Accompagné de son instituteur et de quatre étudiants, un jeune garçon entreprend un périlleux voyage pour rapporter des médicaments à sa mère malade. À mi-parcours, l'enfant n'a plus la force d'avancer. Il se retrouve alors soumis à une coutume ancestrale qui consiste à précipiter dans la vallée le faible qui ne peut plus continuer son chemin. Celui qui dit oui accepte cette coutume – et ce consentement équivaut à consentir à sa propre mort. Celui qui dit non refuse la tradition et invente une nouvelle coutume : ainsi le Nouveau supplante-t-il l'Ancien pour produire du meilleur.

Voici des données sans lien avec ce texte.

PR #11526, opened 2024-06-12
Added an opt-in switch to use BinaryFormater.Deserialize in Clipboard get methods.

Tanya-Solyanik:
The switch is not fully used yet. It requires that app opts in into binary formatter use globally.

 ###### Microsoft Reviewers: [Open in CodeFlow](https://microsoft.github.io/open-pr/?codeflow=https://github.com/dotnet/winforms/pull/11526)

### DIFF
--- a/src/System.Windows.Forms/src/System/Windows/Forms/OLE/ClipboardHelper.cs
+++ b/src/System.Windows.Forms/src/System/Windows/Forms/OLE/ClipboardHelper.cs
@@ -1,0 +1,32 @@
+﻿// Licensed to the .NET Foundation under one or more agreements.
+// The .NET Foundation licenses this file to you under the MIT license.
+
+using System.Reflection.Metadata;
+using Switches = System.Windows.Forms.Primitives.LocalAppContextSwitches;
+
+namespace System.Windows.Forms;
+
+internal static class ClipboardHelper
+{
+    /// <devdoc>
+    ///  This resolver is used in deserialization of Clipboard and when wrapped into a serialization binder, suppresses all dangerous type.
+    /// </devdoc>
+    /// <exception cref="NotSupportedException"></exception>
+    internal static Func<TypeName, Type> SafeResolver { get; } = (typeName) =>
+        throw new NotSupportedException("Using BinaryFormatter is not supported in WinForms Clipboard data deserialization.");
+
+    /// <devdoc>
+    ///  This resolver is used in deserialization of Clipboard content and and when wrapped into a serialization binder, passes all types through.
+    ///  It is used in compatibility scenarios when user explicitly opts into its use.
+    /// </devdoc>
+    /// <exception cref="NotSupportedException"></exception>
+    internal static Func<TypeName, Type>? UnsafeResolver { get; } = (typeName) =>
+    {
+        if (!Switches.ClipboardEnableUnsafeBinaryFormatterDeserialization)
+        {
+            throw new NotSupportedException("Using BinaryFormatter is not supported in WinForms Clipboard data deserialization.");
+        }
+
+        return null!;
+    };
+}
--- a/src/System.Windows.Forms/tests/IntegrationTests/WinformsControlsTest/runtimeconfig.template.json
+++ b/src/System.Windows.Forms/tests/IntegrationTests/WinformsControlsTest/runtimeconfig.template.json
@@ -5,10 +5,12 @@
     "System.Windows.Forms.ApplyParentFontToMenus": true,
     "System.Windows.Forms.DataGridViewUIAStartRowCountAtZero": false,
     "System.Windows.Forms.DoNotCatchUnhandledExceptions": true,
-    "System.Windows.Forms.EnableMsoComponentManager": false,
-    "System.Windows.Forms.NoClientNotifications": false,
+    "Switch.System.Windows.Forms.EnableMsoComponentManager": false,
+    "Switch.System.Windows.Forms.NoClientNotifications": false,
     "System.Windows.Forms.ScaleTopLevelFormMinMaxSizeForDpi": false,
     "System.Windows.Forms.ServicePointManagerCheckCrl": false,
-    "System.Windows.Forms.TrackBarModernRendering": false
+    "System.Windows.Forms.TrackBarModernRendering": false,
+    "System.Windows.Forms.TreeNodeCollectionAddRangeRespectsSortOrder": true,
+    "System.Windows.Forms.Clipboard.EnableUnsafeBinaryFormatterDeserialization": false
   }
 }
--- a/src/System.Windows.Forms.Primitives/src/System/LocalAppContextSwitches/LocalAppContextSwitches.cs
+++ b/src/System.Windows.Forms.Primitives/src/System/LocalAppContextSwitches/LocalAppContextSwitches.cs
@@ -9,8 +9,7 @@ namespace System.Windows.Forms.Primitives;
 // Borrowed from https://github.com/dotnet/runtime/blob/main/src/libraries/Common/src/System/LocalAppContextSwitches.Common.cs
 internal static partial class LocalAppContextSwitches
 {
-    // Enabling switches in Core is different from Framework. See https://learn.microsoft.com/dotnet/core/runtime-config/
-    // for details on how to set switches.
+    // See https://learn.microsoft.com/dotnet/core/runtime-config/  for details on how to set switches.
 
     // Switch names declared internal below are used in unit/integration tests. Refer to
     // https://github.com/dotnet/winforms/blob/tree/main/docs/design/anchor-layout-changes-in-net80.md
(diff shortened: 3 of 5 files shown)


src/System.Windows.Forms/tests/IntegrationTests/WinformsControlsTest/runtimeconfig.template.json
```diff
@@ -5,10 +5,12 @@
     "System.Windows.Forms.ApplyParentFontToMenus": true,
     "System.Windows.Forms.DataGridViewUIAStartRowCountAtZero": false,
     "System.Windows.Forms.DoNotCatchUnhandledExceptions": true,
-    "System.Windows.Forms.EnableMsoComponentManager": false,
-    "System.Windows.Forms.NoClientNotifications": false,
+    "Switch.System.Windows.Forms.EnableMsoComponentManager": false,
+    "Switch.System.Windows.Forms.NoClientNotifications": false,
```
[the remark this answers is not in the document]
Tanya-Solyanik: No, they are already in use, at least the second one is in use in the designer repo.

src/System.Windows.Forms/src/System/Windows/Forms/OLE/SafeRestrictiveBinder.cs
```diff
@@ -0,0 +1,25 @@
+﻿// Licensed to the .NET Foundation under one or more agreements.
+// The .NET Foundation licenses this file to you under the MIT license.
+
+using System.Runtime.Serialization;
+
+namespace System.Windows.Forms;
+
+internal class SafeRestrictiveBinder : SerializationBinder
```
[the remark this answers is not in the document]
Tanya-Solyanik: Switch allows use of BF.Deserialize with the unsafe binder. It can be used when porting an app with the "old" APIs to NET9 and making it BF-safe with a single switch with no recompile.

Pièce didactique oblige, solution et contre-solution sont examinées au cours du même opéra, selon une dialectique et un angle typiquement brechtiens : le consentement –Einverständnis. Si, dans la période de sa composition (les dernières années de la République de Weimar), l'œuvre revêt une résonance particulière devant l'adhésion de plus en plus grande au parti nazi, l'acuité du propos ne se borne pas à cette période critique de l'Histoire. La question du consentement peut être posée en toutes circonstances. Il suffit pour cela de remplacer le mot coutume par monde : faut-il accepter le monde tel qu'il est ou le changer ? Tel est le sens du geste révolutionnaire.
Dans cette pièce construite à la façon du Smocking/no smocking (film d'Alain Resnais, 1993), une des gageures du metteur en scène consiste à trouver l'idée qui permettra, alors que la deuxième partie répète la première, divergeant seulement au moment de dire non, de rejouer malgré tout autre chose. Richard Brunel y réussit d’astucieuse façon : pendant qu'aux deux extrémités du plateau l'instituteur, le garçon et la mère rechantent les mêmes paroles sans exécuter le moindre geste, le regard du spectateur est attiré par les enfants placés au centre qui, déguisés en adultes, les imitent, qui avec des masques, qui avec des échasses. Inventif, le maître d’œuvre réussit en outre à atteindre l'équilibre entre la fable japonaise, évoquée par les tuniques colorées aux coupes orientales ou la scénographie à l'esthétique zen, et les procédés d'un théâtre de distanciation. Ainsi des ardoises noires en guise de panneaux, des apartés vers le public faits de façon vivante grâce à l'emploi de micros, des chœurs qui commentent l'action, répartis sur la scène et de part et d'autre du balcon.
En harmonie avec cette réalisation sobre, la musique de Weill se déploie simplement, bien servie par le piano inspiré de l'Orchestre de l'Opéra de Rouen Haute-Normandie. Le chef Oswald Sallaberger n'est jamais aussi convaincant que dans les scènes pathétiques, auxquels il insuffle une grande force expressive. C'est le cas notamment du passage Jeter dans la vallée où la Maîtrise de Seine-Maritime s'émeut des conséquences de la grande coutume. Par contraste, la voix du baryton Olivier Naveau (l'Instituteur), encore jeune, semble parfois manquer de sonorité, même si l'articulation est excellente. Le mezzo Estelle Kaïque (la Mère) n'est pas, quant à elle, complètement à l'aise dans cette partition qui ne met en valeur que son médium. Les enfants sont bien préparés et si, habituellement, on ne goûte pas beaucoup les opéras chantés dans une langue autre que l'originale, avouons que la version française sert davantage le propos didactique. On ne peut alors qu'espérer atteint le résultat ambitionné par Weill en écrivant cette œuvre : « apprendre quelque chose, en plus de la simple joie de faire de la musique ».